We consider a simplex $A_0A_1...A_n$ in $n$-dimensional Euclidean $\Bbb E^n.$
Denote by
$Vol(A_0A_2A_3...A_n)=V_1,$
$Vol(A_0A_1A_3...A_n)=V_2,$
$...$
$Vol(A_0A_2A_3...A_{n-1})=V_n$
and
$Vol(A_1A_2A_3...A_n)=V.$
Assume that
$$V_1^2+V_2^2+...+V_n^2=V^2.$$
My question. Are the following set of vectors orthogonal? $$\{\vec{A_0A_1},\vec{A_0A_2},...,\vec{A_0A_n}\}$$
This is false even in three dimensions as can be shown by a simple computation. The philosophical reason is that you are assuming one condition (vanishing of a scalar function on the space of tetrahedra) and hoping to deduce several. There are several converses of pythagoras in three space but they reqire bundling your condition with two other properties of right tetrahedra.
Edit at OP's request.

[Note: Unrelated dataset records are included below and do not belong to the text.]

PR #485, opened 2020-02-14
Add possibility to define custom readinessProbe

mschmidt291:


fatmcgav:
@mschmidt291 are you able to elaborate on _why_ you need to define a completely custom readiness probe?

The reason I ask is that the existing readiness probe has been written to handle multiple scenarios gracefully, such as initial cluster bootstrapping, rolling restarts, graceful cluster upgrades etc.
By defining a custom readiness probe, a lot of that functionality could end up being broken...

mschmidt291:
@fatmcgav Oh damn, I actually closed the first PR because of the CLA which was missing. I forgot to write the link down here.

There is a bug in Kuberentes with exec readinessProbes, which results in a very high CPU usage. You can read more about it here: https://github.com/kubernetes/kubernetes/issues/82440 We're currently in the process of moving every deployment which we use away from exec to a tcpProbe or httpProbe. This fixes the high CPU usage.

fatmcgav:
@mschmidt291 cheers for the link... That's a pretty painful looking bug...

I'll raise this PR internally to see how we want to handle it.
On the surface it's a very trivial change; however as I eluded to above there's a lot of logic built into the existing readinessProbe to support the nuances of running an Elasticsearch cluster on k8s...

elasticsearch/templates/statefulset.yaml
```diff
@@ -191,8 +191,16 @@ spec:
 {{ toYaml .Values.securityContext | indent 10 }}
         image: "{{ .Values.image }}:{{ .Values.imageTag }}"
         imagePullPolicy: "{{ .Values.imagePullPolicy }}"
+      {{- if .Values.readinessProbe.customProbe }}
         readinessProbe:
-{{ toYaml .Values.readinessProbe | indent 10 }}
```
Crazybus: Moving this line to below the currently hardcoded `exec` part will allow all of the keys to be overridden without changing anything else. This change would make the entire readinessProbe configurable without needing to add new logic or values.

With the way that Helm/YAML works it will just take the last key that is specified. So it will allow a custom exec command or the ability to disable the exec command itself by setting it to a null value. I wouldn't recommend it but it still makes sense for this to be possible to override.

mschmidt291: Hi,
yeah I get the point, but the reason for this commit is to specify a httpGet or tcpProbe instead of a exec probe.

Crazybus: Not recommend, but here is how you would replace the exec with a tcpSocket probe instead. To remove a key from the configuration you can set it to a `null` value (https://v2.helm.sh/docs/chart_template_guide/#deleting-a-default-key)

```
readinessProbe:
  exec: null
  tcpSocket:
    port: 9200
  initialDelaySeconds: 5
  periodSeconds: 10
```

I have tested and confirmed that this is working as expected. The only change made is moving this line to below the currently defined exec probe.

mschmidt291: Ah now I understand what you mean. But in my opinion this feels a bit dirty. I like my approach a bit more - it's just cleaner. And since you have to modify the chart in both cases, I would do it my way. 
But as fatmcgav mentioned, this needs to be discussed anyway by elastic.

Crazybus: > But in my opinion this feels a bit dirty. I like my approach a bit more - it's just cleaner. And since you have to modify the chart in both cases, I would do it my way.

Using the documented way to remove a default key for Helm doesn't feel dirty to me. Adding extra templating logic (which will require adding new testing) and duplicating one of the values for this chart feels like the dirtier option. 

> But as fatmcgav mentioned, this needs to be discussed anyway by elastic.

"Discussed by Elastic" is this case roughly translated to "ping @Crazybus to take a look" :)

mschmidt291: okay, i reverted and moved the readinessProbe value to the bottom.

Crazybus:
jenkins test this please

PR #493, opened 2020-02-22
Fix Mismatch Between Service Selector and Pod Labels when using Helm Aliases in Kibana

jamoflaw:

When using aliases to deploy Kibana twice in `requirements.yaml` ie:

```
dependencies:
  - name: kibana
    repository: "@elastic"
    version: 7.6.0
  - name: kibana
    repository: "@elastic"
    version: 7.6.0
    alias: kibana-2
```

Both instances of Kibana will deploy successfully, however the aliased version will be inaccessible as the selector on the service is configured to use the `{{ .Chart.name }}` value which in the case of the aliased chart is different.

This PR allows Kibana to be deployed with an alias in the requirements.yaml

I have added a test which proves this is a noop when deploying in its default state (ie without alias).


jamoflaw:
Just to add I've been using this branch to test and push a version of Kibana which uses this alias and it works well

Am I missing anything from the PR? CLA is signed

jmlrt:
jenkins test this please

jamoflaw:
I've updated the tests fixing the lint issues - running the lint-python target now returns no issues

jmlrt:
jenkins test this please

jamoflaw:
Is the fail a bug in Jenkins? I can't quite see what has failed there, looks as though GKE is complaining about an older version of K8s?

jmlrt:
It seems that GKE has dropped support of 1.13 so we need to drop tests on this version.
You'll need to rebase on master when #533 will be merged.

jamoflaw:
OK pulled in the master branch :+1:

jmlrt:
jenkins test this please

PR #504, opened 2020-03-01
An elasticsearch example for microk8s with security

ncurran:


ncurran:
I've signed the document but I may need to wait a bit longer.

PR #542, opened 2020-03-25
Disable service links to prevent very long startup times

floretan:
The Elasticsearch docker image uses environment variables to set Elasticsearch configuration options. Kubernetes automatically adds environment variables for all services in the current namespace. 

When trying to debug why Elasticsearch was taking a particularly long time (over 10 minutes) to boot in one of our projects, we noticed that this behavior was dependent on the namespace, even though no quotas or other limitations were in place. The slow start was also accompanied by a high cpu usage for a few minutes, even though Elasticsearch had no indices at that point. We recently had another issue where the massive number of environment variables was causing an issue, and when we disabled the service links with `enableServiceLinks: false`, the startup behavior went back to normal.

The service links are there to facilitate connecting to other services, but Elasticsearch doesn't usually connect to anything else, so there should be no side effects (when a node connects to another node in the cluster, it uses explicitly declared services, not the automatically generated environment variables). 

I'm not sure if this small static configuration changes needs tests, but I'm happy to add them if needed.


floretan:
This is becoming a blocker for us, it would be very nice to have it merged soon. What would be needed to move forward?

jmlrt:
Hi @floretan, thanks for your PR.
Disable service links make sense for Elasticsearch chart.

`enableServiceLinks` was introduced in K8S 1.13. [Elasticsearch chart README](https://github.com/elastic/helm-charts/blob/master/elasticsearch/README.md#requirements) indicates that it requires K8S >= 1.8.

This PR should update the README requirements and we need to discuss it internally.

jmlrt:
Hi @floretan,

After some internal discussion, we would prefer not breaking the current behavior or compatibility with older K8S versions with Elasticsearch chart default values.

Can you create an `enableServiceLinks` value which would be set to true by default and could be overrided to false?

elasticsearch/templates/statefulset.yaml
```diff
@@ -22,6 +22,7 @@ spec:
   podManagementPolicy: {{ .Values.podManagementPolicy }}
   updateStrategy:
     type: {{ .Values.updateStrategy }}
+  enableServiceLinks: false
```
jmlrt, line 25:
```suggestion
  enableServiceLinks: {{ .Values.enableServiceLinks }}
```

with `enableServiceLinks` set to true by default in `values.yaml`

floretan:
Thank you for taking a closer look at this issue. I hadn't considered the conflict with older kubernetes versions, and I'm glad such attention to details is put into these reviews.

One issue is that `enableServiceLinks: true` would not be a valid syntax for kubernetes < 1.13, even if this is the default behavior. So far I found three options:

- I had a look at using `semverCompare` to check that we have kubernetes 1.13 or greater, but unfortunately I haven't found a way to access the built-in object `.Capabilities.KubeVersion` or `.Capabilities.KubeVersion.Version` as a string that works with both helm 2 and helm 3. Some type checking might work, but the logic wouldn't be very pretty.
- Another solution would be to make `.Values.enableServiceLinks` a configuration option as suggested, but only output the `enableServiceLinks` field if the value is `false`. The default value of `true` in the chart would also match with the default kubernetes behaviour when the field is not specified. This solution would also not be self-explanatory, and would require some comments to explain why things are done this way. 
- A third option would be to simply ignore the fact that `enableServiceLinks: true` would not be valid syntax for kubernetes < 1.13. The schema validation was added in helm 3, and the probability that someone is using helm 3 with a kubernetes version as old as 1.12 is pretty small. 

Which option would you prefer?

jmlrt:
> One issue is that `enableServiceLinks: true` would not be a valid syntax for kubernetes < 1.13, even if this is the default behavior. So far I found three options:

Yep, sorry I didn't think about that, when I reviewed it this morning.

> * I had a look at using `semverCompare` to check that we have kubernetes 1.13 or greater, but unfortunately I haven't found a way to access the built-in object `.Capabilities.KubeVersion` or `.Capabilities.KubeVersion.Version` as a string that works with both helm 2 and helm 3. Some type checking might work, but the logic wouldn't be very pretty.

We are using `semverCompare` with `.Capabilities.KubeVersion.GitVersion` to check K8S version:

https://github.com/elastic/helm-charts/blob/7624ed37a2e5438d15f243887e151b7aba7dcfd0/elasticsearch/templates/_helpers.tpl#L71-L72

This is working fine with Helm 2 but we didn't really tested it with Helm 3 yet. I just saw that it was no more in [Helm 3 doc](https://helm.sh/docs/chart_template_guide/builtin_objects/) and is flagged as deprecated in [Helm 3 code](https://github.com/helm/helm/blob/a28d695c43ad5b889923c5cf0e7694503bdb47df/pkg/chartutil/capabilities.go#L58-L61). 

Note that we officially still don't support Helm 3 so staying with `.Capabilities.KubeVersion.GitVersion` in this PR is fine anyway and if there is an issue with Helm 3 we'll fix it in the same time that we'll fix all the other `.Capabilities.KubeVersion.GitVersion` references.

> * Another solution would be to make .Values.enableServiceLinks a configuration option as suggested, but only output the enableServiceLinks field if the value is false. The default value of true in the chart would also match with the default kubernetes behaviour when the field is not specified. This solution would also not be self-explanatory, and would require some comments to explain why things are done this way.

I'm also totally fine with using an `enableServiceLinks` value set to `true`by default and having a conditional block:

```
{{- if not .Values.enableServiceLinks }}
enableServiceLinks: false
{{- end }}
```

This wouldn't change the current behavior and we would only need to mention that setting this value false is only with K8S >= 1.13 in the [README config description](https://github.com/elastic/helm-charts/blob/master/elasticsearch/README.md#configuration) which could avoid adding using `.Capabilities.KubeVersion.GitVersion`.

floretan:
After taking a closer look at the usage in other charts, I found that `.Capabilities.KubeVersion.GitVersion` is still the only version that I could find in use despite being deprecated in Helm 3, so I went ahead and updated the PR to include a check using this variable.

This gives us the performance improvement out of the box (as mentioned in the original description, there are no side effects), and prevents adding an unnecessary configuration option.

elasticsearch/templates/statefulset.yaml
```diff
@@ -143,6 +143,9 @@ spec:
       {{- if .Values.imagePullSecrets }}
       imagePullSecrets:
 {{ toYaml .Values.imagePullSecrets | indent 8 }}
+      {{- end }}
+      {{- if semverCompare ">1.13" .Capabilities.KubeVersion.GitVersion }}
+      enableServiceLinks: false
```
jmlrt, line 148: Note that we still want it to be configurable and enabled by default in `values.yaml`in addition of the K8S version check:

```suggestion
      enableServiceLinks: {{ .Values.enableServiceLinks }}
```

floretan: Ok, I made the value configurable and updated both values.yaml and README.md.

jmlrt:
jenkins test this please

floretan:
The build failure seems to be caused by issues when downloading `kubectl`, so it's most likely a temporary network access issue rather than an issue with the changes.

jmlrt:
Yep I'm fine with merging 😄 
Thanks for this PR 👍

jmlrt:

PR #549, opened 2020-03-30
fix: allow redirection on the readinessProbe

kuisathaverat:
## What does this PR do?

It adds the `-L` flag to `curl` to allow redirections.

## Why is it important?

It fixes the readinessProbe for kibana 8.0.0-SNAPSHOT version.

## Related issues
Closes #548

PR #560, opened 2020-04-03
follow redirects for kibana health check

devonwarren:
If you're cluster has authentication enabled the kibana server automatically forwards your traffic to _/login_ via a HTTP 302 redirect which the health check thinks is an error unless you specifically tell it to use the /login path. By using the curl _-L_ flag it will follow the redirect and return the correct code saving the user some debugging


jmlrt:
Hi @devonwarren, this was already fixed by https://github.com/elastic/helm-charts/pull/549/files

devonwarren:
Thanks for the follow-up, will close this

PR #575, opened 2020-04-13
feat: adding liveness probe for kibana

keshavprasadms:


jmlrt:
Hi @keshavprasadms, thank you for this PR, Kibana liveness probe wasn't defined for purpose.
We need to study if we can use the same probe as for readiness.

jmlrt:
cla/check

nikitakazantsev12:
> Hi @keshavprasadms, thank you for this PR, Kibana liveness probe wasn't defined for purpose.
> We need to study if we can use the same probe as for readiness.

Our practical experience shows, that we can use exactly the same probe as a liveness check (now we're achieving that patching existing Kibana-deployment of the Helm-chart).

ecureuil:
Hi, unfortunalately this PR was automatically closed but the feature is still missing. @jmlrt do you want I recreate it, please?

PR #1506, opened 2021-12-20
[elasticsearch] remove usage of ELASTIC_USERNAME

jmlrt:
This commit remove the usage of ELASTIC_USERNAME and replace it by
hardcoded "elastic" username.

This is required because ELASTIC_USERNAME don't seem to be supported
anymore supported by Elasticsearch (I couldn't find the exact version
where support was stopped).

This was already done as part of https://github.com/elastic/helm-charts/pull/1384 in the main branch.


jmlrt:
transient issues, merging

PR #1507, opened 2021-12-20
[elasticsearch] remove usage of ELASTIC_USERNAME (#1506)

jmlrt:
This commit remove the usage of ELASTIC_USERNAME and replace it by
hardcoded "elastic" username.

This is required because ELASTIC_USERNAME don't seem to be supported
anymore supported by Elasticsearch (I couldn't find the exact version
where support was stopped).

Backport of #1506


Conky5 (approved):
LGTM

PR #1530, opened 2022-01-05
[kibana] use bash for readiness script

### LINKED ISSUE #1529: [kibana] Readiness probe failed: `[[: not found` with 7.17.0-SNAPSHOT images
Kibana readiness probe is failling with `[[: not found` error when using Kibana chart from 7.x branch with 7.17.0-SNAPSHOT images.

This seem to be related to Kibana base image change from CentOS to Ubuntu in https://github.com/elastic/kibana/pull/119520. 

`[[ ... ]]` test syntax isn't available in the shell provided in Ubuntu base image:
https://github.com/elastic/helm-charts/blob/31ea1dd8376a8688e65ac739f8ff6c474db078ca/kibana/templates/deployment.yaml#L129

Similar to https://github.com/elastic/helm-charts/pull/1458 for Elasticsearch.

cc @elastic/kibana-operations

jmlrt:
This commit set the readiness probe to use bash instead of sh. This is
required for Kibana > 7.17.0 because the Docker image is now
based on Ubuntu instead of CentOS 8, and sh on Ubuntu isn't compatible
with the if [[ ... -eq .... ]] statements used in the readiness probe.

Fix #1529

### DIFF
--- a/kibana/templates/deployment.yaml
+++ b/kibana/templates/deployment.yaml
@@ -108,7 +108,7 @@ spec:
 {{ toYaml .Values.readinessProbe | indent 10 }}
           exec:
             command:
-              - sh
+              - bash
               - -c
               - |
                 #!/usr/bin/env bash -e


Conky5 (approved):
LGTM

PR #1531, opened 2022-01-05
[7.x] [kibana] use bash for readiness script (#1530)

jmlrt:
 - [kibana] use bash for readiness script (#1530)


jmlrt:
jenkins test this please

PR #1537, opened 2022-01-09
Fix the servicePort missing

### LINKED ISSUE #1500: [logstash 7.16] Can't set custom ingress port anymore in logstash chart
**Chart version:**
7.16.1

**Describe the bug:**

We use different TCP ports for different inputs on logstash. We expose only handful of them via external ingress.

After 7.16 upgrade, possibility to set custom servicePort for ingress has been removed from logstash chart for unknown reason.

Now, it is automatically set equal to httpPort value in configuration, which does not allow us to expose custom port on ingress anymore and instead forces us to use httpPort setting.
https://github.com/elastic/helm-charts/blob/b4d75e5c0902c44350ab9c7c779c0932b84bf66b/logstash/templates/ingress.yaml#L49

The change was introduced with this commit:
https://github.com/elastic/helm-charts/commit/1459b2f28e80d2abf33443568092feb6dac33328
       

In other charts, however, it is still possible to use custom servicePort, for example elasticsearch 7.16 chart:
https://github.com/elastic/helm-charts/blob/b4d75e5c0902c44350ab9c7c779c0932b84bf66b/elasticsearch/templates/ingress.yaml#L60

Is there any reason for restricting it for logstash?

Thank you.

HenItzhaki:

Fix #1500

### DIFF
--- a/logstash/templates/ingress.yaml
+++ b/logstash/templates/ingress.yaml
@@ -46,7 +46,7 @@ spec:
           service:
             name: {{ $fullName }}
             port:
-              number: {{ $httpPort }}
+              number: {{ .servicePort | default $httpPort  }}
     {{- end }}
   {{- end }}
 {{- end }}


Ricardolaponder:
Hi, I'm also hitting this issue, will you still merge this?

jmlrt:
cla/check

jmlrt:
Replaced by #1569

We can assume that the vertices of the tetrahedron are $(0,0,0),(1,0,0),(p,q,0),(r,s,t)$. Then the condition that it be a right tetrahedron is described by the three equations $p=r=s=0$, that of your Pythagoras condition by one $t^2(q^2+(p-1)^2)+((p-1)s-q(r-1))^2=s^2+t^2(p^2+q^2+1)+(ps-qr)^2+q^2$. There are clearly many more tetrahedra that satisfy the latter condition. There are, of course, an infinite number of ways to add two to get a converse. One rather trivial one is to demand that two of the face triangles satisfy the usual Pythagoras. Less trivial: one face satisfies Pythagoras and the volume is $\dfrac 16$ of the product of the appropriate three sides.